EXERCISE
Replicate the data exactly, every line included.

■ ■ ■ ■ ■

PR #3622, opened 2014-12-10
Reportback cropping updates

sbsmith86:
I made some style updates to the cropping interface. 
- Changed coloring
- Styled cursor to indicated moving or resizing
- Changed the initial and minimum size of the box to be half the height of the image. 
  
  @weerd @DFurnes


weerd:
:+1:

■ ■ ■ ■ ■

ANSWER AREA
PR #3622, opened 2014-12-10
Reportback cropping updates

sbsmith86:
I made some style updates to the cropping interface. 
- Changed coloring
- Styled cursor to indicated moving or resizing
- Changed the initial and minimum size of the box to be half the height of the image. 
  
  @weerd @DFurnes


weerd:
:+1:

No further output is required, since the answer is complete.